The sonographer came in, smiles and all and then warned me before she put the cold gel on my belly and then let Keith and I know that we could see everything on the TV screen before us. It wasn't as weird as I expected it to be. I looked at my stomach and almost laughed at the fact that it looked like my usual food baby except that it was firmer and a bit bigger because instead of food, I actually did have a really baby growing in there.
When a picture came up on the screen, I looked away and focused on Keith's face instead as he looked at the screen. Apparently I was still just a bit scared of seeing something wrong.
"There they are." she said and it took everything in me to not look at the screen. It didn't occur to Keith and I that she said they. All I wanted was for her to say everything looked fine before looking. Keith's brows furrowed in confusion and then he said "Oh my God the baby has two heads."
My eyes snapped back to the screen and just before I could panic, the sonographer replied "No Sir. You're expecting twins and everything looks normal to me."
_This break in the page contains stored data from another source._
PR #7820, opened 2019-05-24
forward read_/write_timeout in ssl socket to underlaying socket

carlhoerberg:


src/openssl/ssl/socket.cr
```diff
@@ -189,4 +189,15 @@ abstract class OpenSSL::SSL::Socket < IO
     io = @bio.io
     io.responds_to?(:remote_address) ? io.remote_address : nil
   end
+
+  {% for name in ["read_timeout", "read_timeout=", "write_timeout", "write_timeout="] %}
```
asterite: Could you please define each method separately, without using macros? Not only because it's simpler, but only because this is wrong: `read_timeout=` expects an argument, same as `write_timeout=`. Thank you!

src/openssl/ssl/socket.cr
```diff
@@ -189,4 +189,40 @@ abstract class OpenSSL::SSL::Socket < IO
...
+      io.read_timeout = value
+    else
+      raise NotImplementedError.new("#{io.class}#read_timeout=")
+    end
+  end
+
+  def write_timeout
+    io = @bio.io
+    if io.responds_to? :write_timeout
+      io.read_timeout
```
```suggestion
      io.write_timeout
```

straight-shoota:
I'm a bit skeptical of this. Adding a bunch of `NotImplementedErrors` errors for this doesn't seem right.

First of all, what's the intended use case?
Maybe there could be other (more type-safe) solutions?

If we stay with the suggested methods, we could consider moving them to a more generic location than `SSL::Socket` (maybe even `IO::Buffered`).

carlhoerberg:
So in our server software we listen both for plain text and TLS connections. We then hand over the socket (`TCPSocket`, or `OpenSSL::SSL::Socket`) down the line and treat them all the same. In parts of the protocol a read_timeout has be set, and sometimes we're just waiting endlessly (timeout = nil) for data on the socket. And instead of both having to pass the both raw TCPSocket AND the OpenSSL::SSL::Socket in the case of TLS connections down the line, we currently monkey patch the SSL::Socket with the above code.

carlhoerberg:
I don't see how this could be implemented in `IO::Buffered`, but if `BIO#io` was a `Socket` instead of a `IO` here: https://github.com/crystal-lang/crystal/blob/3817a99db9b1a9bb2fa007a91ef0c857d80d097f/src/openssl/bio.cr#L115
we could avoid `responds_to?`.

carlhoerberg:
So i guess my question is, can `OpenSSL::BIO` ever be passed an `IO` object that isn't a `Socket`?

asterite:
It seems so: https://github.com/crystal-lang/crystal/blob/73518893dff6592287257c78574dcbe9d0b32903/src/openssl/x509/extension.cr#L60-L66

carlhoerberg:
ah yeah, so what do you think? better for ppl to pass around both the underlaying socket and the openssl::socket, or to raise NotImplemented if you try to set read_timeout on an openssl::socket where you've used a IO::Memory as underlying socket?

asterite:
I have no problem with this PR and I think it's fine. There's really no other way to do this in Crystal without proper interfaces.

asterite:
Or maybe we can define these methods to `IO` with a default `NotImplemented` and then make `IO::Buffered` forward those methods to the underlying IO. That way there's no `responds_to?`.

ysbaddaden:
@asterite an in-memory buffer with read/write timeouts sounds plausible to me, so :+1: for this transparent and more generic solution.

asterite:
I was actually thinking that in-memory buffer would never timeout. So for IO::Memory it would be a nop.

carlhoerberg:
But how would `IO::Buffered` forward to the underlying socket? As the underlying socket is `@bio.io` in `OpenSSL::SSL::Socket`, but in most other cases in `@io`? Or an abstract method in `IO::Buffered`, so that all classes that extends `IO::Buffered` has to implement `read_timeout` et al?

carlhoerberg:
`IO::Buffered` feels misplaced too, timeouts doesn't have much to do with buffering either I feel? Is it just that SSL::Socket happens to extend that module?

straight-shoota:
Yes, `SSL::Socket` can wrap a generic `IO`. And that makes sense. None of it's behaviour is strictly bound to a socket, it can work on anything (wrapping a socket is certainly the most common application, though).

This change essentially merges unrelated behaviour into this class, which only belongs to `Socket` but not to generic IOs. I guess `local_address` and `remote_address` are already precedents for this. They're not in the inherent scope of `SSL::Socket` either.

Having these specific delegators on `SSL::Socket` only helps as far as it directly wraps a `Socket`. Should there be any other wrapping, for example compression, the entire thing breaks. 

Promoting this to the generic IO interface makes more sense, I guess.

An alternative would be to introduce a method to access the wrapped IO, which would allow to navigate to the source socket and call methods on it directly. However, this would already be complicated for `IO::MultiWriter` and `IO::Stapled` which wrap multiple IOs.

asterite:
Oh, I thought `IO::Buffered` wrapped another `IO` but that's not the case. Sorry, disregard what I said before.

Again, I see no problem with this PR. One usually works with a socket, and the socket can be a raw socket `Socket` or a secure socket `OpenSSL::SSL::Socket`. You want to work with those things uniformly. Then both types should have more or less the same methods.

What I don't understand is that when you have something that can either be a `Socket` or `OpenSSL::SSL::Socket`, the compiler will infer its type to be `IO`. Then you can't do `io.read_timeout = ...` because it's not defined on `IO`. So you have to check if it's Socket or ssl Socket. @carlhoerberg is that what you are doing?

If so, I think `read_timeout` and others should be in `IO`. Then you can work uniformly with any `IO`. Same reason we have `flush` on every `IO` even though not every `IO` can be flushed.

At least that's how Crystal works. Other languages have interfaces so you would have `IO::Waitable` or something and you could check that.

In any case, it makes sense to put a timeout on an ssl socket, and have that work properly without having to deal with the underlying IO.

carlhoerberg:
Absolutely, putting `read_timeout` et al in `IO` and in `SSL::Socket` forward it to `@bio.io` could work. Do you think the default implementation should be noop like `flush` or `raise NotImplemented`?

straight-shoota:
@asterite I suppose `SSL::Socket` is actually a bad name, because this type is not a socket. It's just an IO wrapper (similar to `Gzip::Reader` for example) and has nothing to do with a socket.

In Crystal's IO design there is no *raw socket* and *secure socket*. There is only `Socket`, and such a socket can be wrapped in `SSL::Socket` for providing encryption.

We should consider this when re-designing a generic `TLS` API, this type should not be be called "socket" but maybe `TLS::IO` or similar.

straight-shoota:
I think the core issue here is that `Socket` represents two separate concerns: connection configuration (for example timeouts, addresses) and the stream interface (`IO` methods). `SSL::Socket` only wraps the latter (on purpose because because it's supposed to works with any `IO`).

So `SSL::Socket` can't fully replace `Socket` in a handler that needs direct access to the underlying socket configuration.

Moving the respective methods to `IO` mitigates that. And for `{read,write}_timeout` it might still make some kind of sense. But `{remote,local}_address` really shouldn't belong to `IO`, that's entirely specific to `Socket`.

IMO it would be better to pass both `Socket` and `SSL::Socket` to handlers, where the former is responsible for connection configuration and the latter for handling the stream IO.
This would allow users access to even more specific socket configuration, for example the `tcp_keepalive_*` options.

A practical implementation could simply add `socket` as a parameter to `HTTP::RequestProcessor#process` and property to `HTTP::Context`. In both cases it can be optional to allow for non-socket application.

carlhoerberg:
or give access to the underlying `IO` through the `SSLSocket`?  eg. `@ssl_socket.io.read_timeout = 15`

carlhoerberg:
it's annoying though in the handler code to distinguish if it's a SSL or a "normal" socket, i just want to read and write to it. and in some steps set the read_timeout as it's part of the protocol. passing around `(socket : Socket, ssl_socket : SSLSocket?)` is super ugly.

asterite:
I think we can merge this, right? It's harmless and it works fine.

At that moment, I lost the ability to talk. It was as if every other person in the room disappeared. It was just me and the screen as I really looked at it. Twins. I felt tears well up in my eyes.
"Can we—" I started but stopped to clear my throat that was clogged with emotions. "—We want to know the sex."
"Boys." she replied after a while. Everything else passed by like a movie. When she finished up, she left and not long after that the doctor came in. Keith even listened to the doctor more than I did. All I heard her say was No infections, nothing to worry about. I was in a world of my own.
Twin boys and everything is fine with them.
That night, I called my dad to let him know and when I slipped into my bed and pushed the need to go to Keith's room down the hall to the back of my mind and focused on the important things, all I could think of was how everything was looking up and how lucky I was and that made me so happy.